They just updated it so I'm using the 2012 soft version. I like timber design a lot better than steel design. Haven't taken concrete design yet.


----------



## kimberly9

Just checked and I passed! Am I considered an EI now?


----------



## gpoli111

Emailed the PA licensing board, here's what I recieved:

[SIZE=medium]'Dear Mr. ____,[/SIZE]

[SIZE=medium]Thank you for your email inquiry.[/SIZE]

[SIZE=medium]Please note that the Board does not administer the exam; therefore we do not release the results. Result letters will be sent from PCS, and NCEES then releases the scores on their website. Applicants can log in to their NCEES account and view their scores at that time. The Board is guessing that the results should be out by mid-January but we do not have an exact timeframe for the process to be completed.'[/SIZE]


----------



## snickerd3

kimberly9 said:


> Just checked and I passed! Am I considered an EI now?


depends on your state. I had to send a check before i received the license #.


----------



## like_civil

kimberly9 said:


> Just checked and I passed! Am I considered an EI now?


Here in the state of Georgia, you have to fill out application after you 'pass' the F.E. Exam. The processing fee is approx. $20.

Other states will be changing their ways of doing things because NCEES has changed the way they administer the exam.

So under the old rules many states required, including Georgia, required that candidate be registered with the state before register to sit for the exam.

So, if you registered with your state prior to sitting to take your exam, and you already paid your application processing fee. Then state should send you your E.I.T certificate.

Unless there is a separate fee for the certificate that state charges, then you might have to pay for that.

If you are still a undergraduate student, which I suspect you still are from our conversation, then you will have then finish your degree, and graduate. Then send your complete transcript from all of the colleges you attended to complete your degree. If you completed your entire undergraduate degree from one college, then you only send transcript from that one college.
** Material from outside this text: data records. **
PR #2968, opened 2019-05-13
Enable PIDs cgroup

hgontijo:
My use case to is to allow Kubernetes master to run on Raspberry Pi 3.
Kubernetes introduced [Pid limiting](https://github.com/kubernetes/enhancements/blob/master/keps/sig-node/20190129-pid-limiting.md),
on v.1.14.0 which includes [Pod Pids Limit](https://github.com/kubernetes/kubernetes/commit/bce9d5f2043bd86964c9fec80d466e47776071bc)
and [Node Pids Limit](https://github.com/kubernetes/kubernetes/commit/2597a1d97ef4d8f54b1ca661453e32794b756909#diff-fa76bb6ae2d9b4bb3d023737fe5e6029R333)
that requires pids cgroup.

Kernel compiled with this option and running on Raspberry 3 Model B+:
```
$ uname -ar; cat /proc/cgroups
Linux kube-master 4.14.114-v7+ #2 SMP Fri May 10 05:27:17 UTC 2019 armv7l GNU/Linux
#subsys_name	hierarchy	num_cgroups	enabled
cpuset	6	30	1
cpu	3	113	1
cpuacct	3	113	1
blkio	8	113	1
memory	2	116	1
devices	4	113	1
freezer	7	30	1
net_cls	9	30	1
pids	5	118	1
```

Fix https://github.com/teamserverless/k8s-on-raspbian/issues/16.


pelwell:
rpi-4.14.y is our stable branch, only being updated with fixes. Is support in rpi-4.19.y acceptable?

hgontijo:
Ideally in rpi-4.14.y but it's your call. Is correct to say that releasing to 4.14 in here would make it  faster to a Raspbian release? Another question, when is 4.19 expected to be out?

popcornmix:
There won't be any more 4.14 kernels built for raspbian.
4.19 will be the next stable kernel (probably reaching apt within the next week).
See: https://www.raspberrypi.org/forums/viewtopic.php?f=29&t=224931

pelwell:
The PIDS cgroup is now enabled in rpi-4.19.y (see https://github.com/raspberrypi/linux/commit/ac0945c841b352614d21429afcf0b953423aa99e). Expect an rpi-update build in the next few days.

hgontijo:
Thank you!

PR #3158, opened 2019-08-17
RFC Restore V3D power domain

lategoodbye:
The commit ARM: dts: bcm283x: Move BCM2835/6/7 specific to
bcm2835-common.dtsi hasn't ported properly to the newer kernel versions 5.1
and newer. It accidentially drops the V3D power domain, which could lead to
firmware hangups.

So in conclusion, you are more than half way there to becoming an E.I.T.

CONGRATULATIONS!!! on passing F.E. Exam.


----------



## rootimus

For those that took the FE in PA, I was informed by PCS (via email) that the FE results are expected to be out by the end of next week 12/20


----------



## wirelessengineer21

NJ Here...

PASSED! Got the email this pm. 2nd time taking the exam. Other Disciplines. Failed April '13

Graduated 10+ years ago.

I registered today, just to let the guys know that have failed, that YOU CAN DO IT! I majored in Comp E, never took a Fluids Course, never took a Thermo Course, never took a Statics or Dynamics course, never took a Materials course.

I did use EITEXPERTS the first time...

I did study for 3 hours a day 6 days a week for 5 months the first time

I did NOT use EITEXPERTS the 2nd time

I did study for 2 hours a day, 5 days a week for 3 months the 2nd time

My first exam I got 126/240 = 52.5%

I studied the easy stuff early, the first time, and by the time time the exam came around, I forgot a lot of the early stuff i looked at (Economics and Probability). YOU HAVE TO ACE THOSE SECTIONS along with MATH, ETHICS, and CHEMISTRY. That is the low hanging fruit.
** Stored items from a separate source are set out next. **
PR #3164, opened 2019-08-18
Fix DMA leaks in bcm2835-mmc

yaroslavros:
DMA leaks caused swiotlb bounce buffer overflow errors under heavy wifi usage reported in #3157 and #3114 

This patch introduces two missing dma_unmap_sg calls for swiotlb to free relevant bounce buffers and adjusts max_req_size to match swiotlb maximum buffer size.

Signed-off-by: Yaroslav Rosomakho <yaroslavros@gmail.com>

### DIFF
--- a/drivers/mmc/host/bcm2835-mmc.c
+++ b/drivers/mmc/host/bcm2835-mmc.c
@@ -345,16 +345,17 @@ static void bcm2835_mmc_dma_complete(void *param)
 
 	host->use_dma = false;
 
-	if (host->data && !(host->data->flags & MMC_DATA_WRITE)) {
-		/* otherwise handled in SDHCI IRQ */
+	if (host->data) {
 		dma_chan = host->dma_chan_rxtx;
-		dir_data = DMA_FROM_DEVICE;
-
+		if (host->data->flags & MMC_DATA_WRITE)
+			dir_data = DMA_TO_DEVICE;
+		else
+			dir_data = DMA_FROM_DEVICE;
 		dma_unmap_sg(dma_chan->device->dev,
 		     host->data->sg, host->data->sg_len,
 		     dir_data);
-
-		bcm2835_mmc_finish_data(host);
+		if (! (host->data->flags & MMC_DATA_WRITE))
+			bcm2835_mmc_finish_data(host);
 	} else if (host->wait_for_dma) {
 		host->wait_for_dma = false;
 		tasklet_schedule(&host->finish_tasklet);
@@ -540,6 +541,8 @@ static void bcm2835_mmc_transfer_dma(struct bcm2835_host *host)
 		spin_unlock_irqrestore(&host->lock, flags);
 		dmaengine_submit(desc);
 		dma_async_issue_pending(dma_chan);
+	} else {
+		dma_unmap_sg(dma_chan->device->dev, host->data->sg, len, dir_data);
 	}
 
 }
--- a/drivers/mmc/host/bcm2835-mmc.c
+++ b/drivers/mmc/host/bcm2835-mmc.c
@@ -38,6 +38,7 @@
 #include <linux/dmaengine.h>
 #include <linux/dma-mapping.h>
 #include <linux/of_dma.h>
+#include <linux/swiotlb.h>
 
 #include "sdhci.h"
 
@@ -1374,7 +1375,10 @@ static int bcm2835_mmc_add_host(struct bcm2835_host *host)
 	}
 #endif
 	mmc->max_segs = 128;
-	mmc->max_req_size = 524288;
+	if (swiotlb_max_segment())
+		mmc->max_req_size = (1 << IO_TLB_SHIFT) * IO_TLB_SEGSIZE;
+	else
+		mmc->max_req_size = 524288;
 	mmc->max_seg_size = mmc->max_req_size;
 	mmc->max_blk_size = 512;
 	mmc->max_blk_count =  65535;


lategoodbye:
@yaroslavros 
I assume that adjusting max_req_size isn't directly related to the DMA leaks, so it would be better to split your commit. It would be nice to explain in the corresponding commit message, why you want to change the max_req_size?

yaroslavros:
swiotlb cannot handle more than 256K (IO_TLB_SHIFT=11, IO_TLB_SEGSIZE=128). This patch limits max_req_size under arm64 (or any other platform that uses swiotlb) to prevent potential buffer overflow due to bouncing.
I thought it would be reasonable to keep all three minor tweaks that resolve potential swiotlb buffer overflows in a single PR.

lategoodbye:
Keeping in a single PR is fine, but it should be different commits since these are different issues. Squashing multiple changes into a single make it harder to understand and port these changes.

agherzan:
Tested. Can't reproduce the crash anymore.

agherzan:
@yaroslavros Just a small reminder on the change for this PR.

yaroslavros:
As requested, split into two separate commits - https://github.com/raspberrypi/linux/pull/3164/commits/9dfbe9f500e85d2f751a240f6144785f237d795a (max_req_size) and https://github.com/raspberrypi/linux/pull/3164/commits/1395119b339e946fb87f4ff9da2c85c15947734d (dma_unmap_sg calls).

lategoodbye:
Thanks, LGTM.

Note: In case someone wants to port the max_req_size patch to Linux 5.3, this changed could be simplified with introduction of dma_max_mapping_size().
https://github.com/torvalds/linux/commit/63624d13b24d00fa3783181efdfdb9d5afaa7363

kamarya:
@yaroslavros I confirm that the issue persists even with the latest changes/fixes as I reported in https://github.com/raspberrypi/linux/issues/3114#issuecomment-524318646

The on-board Broadcom WiFi is exploited in AP mode and as you mentioned as soon as I start a video stream or download it stops working.

yaroslavros:
@kamarya are you sure you actually applying this commits from this PR? It is not merged yet.

lategoodbye:
@yaroslavros Oops, i didn't noticed this revert. Could please rebase this branch, so only the last 2 commits are left?

yaroslavros:
Cleaned up commits as requested.

kamarya:
Tested on RPi 4 B 2GB RAM and the issue could not be reproduced.

agherzan:
@pelwell Can we get this in?

pelwell:
Please explain why the `dma_unmap_sg` call in `bcm2835_mmc_data_irq` is inadequate for the MMC_DATA_READ case, and why this patch set doesn't result in `dma_unmap_sg` being called twice in that case.

yaroslavros:
I'm not sure if I understand your question.
bcm2835_mmc_data_irq is not actually getting called before or after bcm2835_mmc_dma_complete.

If it would and dma_unmag_sg triggered successfully, we would not have DMA leaks and crashes on arm64 that this PR addresses.

What scenario might lead to double unmap with this patch?

pelwell:
Your patch is simpler than the original, making the call to dma_unmap_sg unconditional on the direction, and it deletes a comment saying that SDHCI IRQ handles the other case. Please explain why your change is the _right_ change, as it is not obvious.

yaroslavros:
In my investigation of DMA leaks, I have added debug messages for all map/unmap calls and it was clear that despite the comment `bcm2835_mmc_data_irq` is actually not getting called before or after `bcm2835_mmc_dma_complete` - hence my addition of unconditional dma_unmap_sg. After change suggested by this PR, I have verified that there is one and only one unmap call corresponding to each map call.
I have followed this with multi-hour stress test of this solution. You can also see feedback from @agherzan and others above.

pelwell:
On which platforms did you test it?

yaroslavros:
RPI4 4GB running arm64 kernel

pelwell:
That's what I figured - no 32-bit testing.

yaroslavros:
At the moment I do not have access to any other platform or 32-bit runtime.

Are you suggesting that irq handling on arm32 is different from arm64?

pelwell:
I'm suggesting that the code has been working on 32-bit platforms for years and I'd like it to continue to do so.

yaroslavros:
Since 32-bit platforms do not utilise swiotlb / bounce buffers, there should not be drastic consequences of not performing unmap for each map call as long as actual memory is freed.

I'll be able to test this patch and confirm same map/unmap behaviour on arm32 in a week or two. Would be great if anyone had time and resource to do that sooner to accelerate things.

tkerber:
I should have a working 32-bit build soon, but I have no idea what I'd be testing for. Just kernel messages and WiFi stress tests?

pelwell:
That should be sufficient.

kamarya:
@tkerber I got the crash when the Wi-Fi interface was used as a hotspot. Streaming YouTube for a few minutes should reproduce the issue.

pelwell:
@kamarya Your testing was to show that the Pi 4 issue had been fixed, while I'm wanting some testing to show that the patch doesn't introduce new issues on other Pis.

tkerber:
I'm currently stress-testing the `armv7l` build, with `bcm2711_defconfig` of this patch on my raspberry pi 4 (4G), by repeatedly `rsync`ing my mail directory to the pi, and deleting it. This has been running for an hour and a half now, and the only kernel errors or warnings I've gotten are sd-card timeouts :) I'll leave the test running until this evening. If you'd like me to test another defconfig or target architecture, I can do that. The only other pi I have available to test is a pi 2, which afaik would be moot to test due to it not having the wireless device this patch touches.

pelwell:
I'll be happy with just a Pi4 in 32-bit mode. The architectural differences to other WiFi Pis aren't large enough to demand wider testing.

tkerber:
My testing got cut short by my router kicking the pi offline while I was at work, and reassigning it a new IP. That said, after over 8 hours of testing this 32-bit kernel with constant wireless traffic (alternating between incoming and outgoing: from my main pc: `while true; do rsync -avz mail <rpi>:; rsync -avz <rpi>:mail /tmp/mail; ssh <rpi> 'rm -rf mail'; rm -rf /tmp/mail; done`) my [`dmesg` output](https://github.com/raspberrypi/linux/files/3576097/kernel.log) shows nothing but a bunch of sdcard timeouts. I forgot to increase the loglevel before testing, so this is at the loglevel 4 (warn).

Noltari:
I've already integrated these patches in OpenWrt and I could see no regressions on a Raspberry Pi 3B running a 32 bit kernel:
https://gist.github.com/Noltari/2f53af3351cd09071aaf5e5414ed6956

Tests performed: Several speed tests & youtube (8k) videos over wifi while copying files to the SD card.

pelwell:
OK - I'll merge it and watch the early adopter canaries.

patricerosay:
Gents,
I'd be happy to test this patch as I'm experiencing a Kernel panic on BCM2835 when I plug an USB WIFI dongle + an USB audio card + a GPS-IMU equipment on a Raspberry Pi 4 Model B - 4GB

Could you please direct me to the documentation telling how to update my insallation with your patch ?

pelwell:
`sudo rpi-update` should be all you need.

patricerosay:
I've upgraded the  kernel with the v4.19.71-v71+ and It looks like this version doesn't fix my issue.
Please let me know if and how I could help

yaroslavros:
This PR is most likely irrelevant if you are running 32-bit kernel.

I would recommend opening a separate issue and providing a screenshot of kernel panic you observe with relevant diagnostic information.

2nd time studying, i didnt use EITEXPERTS and just did problems. More and more problems. Problems every day. I did not even attempt any Statics/Dynamcs/Mechanics problem. I spent enough time to read the question to know I couldnt do it and kept it moving.

Moral of the story, don't be discouraged. Put in the work, just do the problems. Do them at Lunch at work, do them after work, do them before work. Just do the problems.

Good luck to the future test takers out there. I got the PE up next!


----------



## jesantos01

I have been out of school for 5 years and took the FE Exam this past October, I also took a review course from the School of PE. It was extremely helpful and I passed!! I highly recommend this review course it is definitely worth the investment. Wish me luck on the PE this coming April!!


----------



## tjohnson3

I took the fundamentals of surveying in PA this October, I just checked my pcshq account and it updated to say no pending exams and a pass under the FS. However, still nothing on the state licence website or the NCEES account; I was just wondering if anyone else saw an update on their pcshq account.


----------



## gpoli111

tjohnson3 said:


> I took the fundamentals of surveying in PA this October, I just checked my pcshq account and it updated to say no pending exams and a pass under the FS. However, still nothing on the state licence website or the NCEES account; I was just wondering if anyone else saw an update on their pcshq account.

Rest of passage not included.